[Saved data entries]
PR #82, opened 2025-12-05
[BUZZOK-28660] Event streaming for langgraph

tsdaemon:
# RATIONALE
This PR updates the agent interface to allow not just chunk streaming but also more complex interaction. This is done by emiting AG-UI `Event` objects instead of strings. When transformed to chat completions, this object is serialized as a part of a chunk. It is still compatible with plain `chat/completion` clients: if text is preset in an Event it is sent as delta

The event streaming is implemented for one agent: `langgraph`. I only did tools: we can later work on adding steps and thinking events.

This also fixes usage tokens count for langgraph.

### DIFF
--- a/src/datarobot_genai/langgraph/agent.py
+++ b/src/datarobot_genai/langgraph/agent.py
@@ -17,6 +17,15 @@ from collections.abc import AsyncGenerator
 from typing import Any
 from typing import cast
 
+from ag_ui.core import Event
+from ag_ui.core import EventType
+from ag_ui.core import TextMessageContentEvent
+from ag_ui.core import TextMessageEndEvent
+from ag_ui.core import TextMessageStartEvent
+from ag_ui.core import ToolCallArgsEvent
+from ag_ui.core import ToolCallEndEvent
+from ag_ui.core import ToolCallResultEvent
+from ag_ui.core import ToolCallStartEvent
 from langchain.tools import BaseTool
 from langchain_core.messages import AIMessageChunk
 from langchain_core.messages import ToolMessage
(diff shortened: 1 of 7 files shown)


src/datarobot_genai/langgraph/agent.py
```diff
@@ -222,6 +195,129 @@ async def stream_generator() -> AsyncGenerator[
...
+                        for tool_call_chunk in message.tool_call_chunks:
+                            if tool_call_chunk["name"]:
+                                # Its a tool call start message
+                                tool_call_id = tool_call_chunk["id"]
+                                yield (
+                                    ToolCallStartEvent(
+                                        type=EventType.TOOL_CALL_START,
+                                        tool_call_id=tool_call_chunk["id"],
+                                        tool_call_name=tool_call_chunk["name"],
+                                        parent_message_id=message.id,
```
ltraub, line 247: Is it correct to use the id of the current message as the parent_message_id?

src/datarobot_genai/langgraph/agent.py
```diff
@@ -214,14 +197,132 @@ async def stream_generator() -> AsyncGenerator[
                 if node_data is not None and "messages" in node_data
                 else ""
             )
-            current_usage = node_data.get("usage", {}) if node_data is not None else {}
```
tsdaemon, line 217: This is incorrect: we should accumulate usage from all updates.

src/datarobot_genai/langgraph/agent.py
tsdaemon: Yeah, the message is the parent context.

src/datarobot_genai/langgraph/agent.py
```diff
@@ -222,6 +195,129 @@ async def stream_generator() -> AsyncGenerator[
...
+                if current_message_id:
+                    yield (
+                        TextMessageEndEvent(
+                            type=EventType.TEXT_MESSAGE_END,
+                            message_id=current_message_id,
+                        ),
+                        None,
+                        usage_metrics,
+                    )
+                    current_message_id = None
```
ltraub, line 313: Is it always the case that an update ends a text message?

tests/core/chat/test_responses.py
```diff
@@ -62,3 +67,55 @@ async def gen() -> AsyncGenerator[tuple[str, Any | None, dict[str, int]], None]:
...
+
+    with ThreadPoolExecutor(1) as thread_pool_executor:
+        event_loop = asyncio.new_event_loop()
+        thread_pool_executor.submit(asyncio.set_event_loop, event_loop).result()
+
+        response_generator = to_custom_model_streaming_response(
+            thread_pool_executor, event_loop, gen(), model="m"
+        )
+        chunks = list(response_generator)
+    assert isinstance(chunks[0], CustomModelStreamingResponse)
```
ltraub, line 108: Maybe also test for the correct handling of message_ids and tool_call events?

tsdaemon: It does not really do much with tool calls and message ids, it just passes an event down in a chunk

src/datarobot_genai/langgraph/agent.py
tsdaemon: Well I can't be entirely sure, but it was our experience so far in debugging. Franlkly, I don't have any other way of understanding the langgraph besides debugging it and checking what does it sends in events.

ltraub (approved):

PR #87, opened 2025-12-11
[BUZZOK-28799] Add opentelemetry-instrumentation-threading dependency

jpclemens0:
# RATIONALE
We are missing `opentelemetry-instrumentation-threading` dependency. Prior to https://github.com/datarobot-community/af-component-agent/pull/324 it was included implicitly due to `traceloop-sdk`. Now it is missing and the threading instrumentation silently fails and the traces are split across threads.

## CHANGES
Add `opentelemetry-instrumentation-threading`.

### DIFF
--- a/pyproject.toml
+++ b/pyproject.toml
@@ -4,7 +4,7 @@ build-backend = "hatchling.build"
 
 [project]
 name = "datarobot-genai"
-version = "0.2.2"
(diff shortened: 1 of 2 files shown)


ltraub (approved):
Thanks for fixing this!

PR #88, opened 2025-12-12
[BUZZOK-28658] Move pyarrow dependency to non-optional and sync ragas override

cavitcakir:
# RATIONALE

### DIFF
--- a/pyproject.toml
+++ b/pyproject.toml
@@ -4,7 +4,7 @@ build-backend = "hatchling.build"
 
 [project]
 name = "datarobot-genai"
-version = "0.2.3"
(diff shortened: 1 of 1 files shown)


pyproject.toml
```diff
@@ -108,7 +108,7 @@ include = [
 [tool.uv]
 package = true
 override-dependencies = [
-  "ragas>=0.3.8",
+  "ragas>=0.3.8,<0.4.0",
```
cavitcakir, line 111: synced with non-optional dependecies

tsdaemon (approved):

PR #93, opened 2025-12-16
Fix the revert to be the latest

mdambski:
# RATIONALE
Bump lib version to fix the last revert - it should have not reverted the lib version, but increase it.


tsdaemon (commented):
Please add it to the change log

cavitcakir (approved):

• [WHAT IS BEING ASKED]: Across all the records above, find each line with "shortened" in it and copy it.

• [EXPECTED ANSWER]:
(diff shortened: 1 of 7 files shown)
(diff shortened: 1 of 2 files shown)
(diff shortened: 1 of 1 files shown)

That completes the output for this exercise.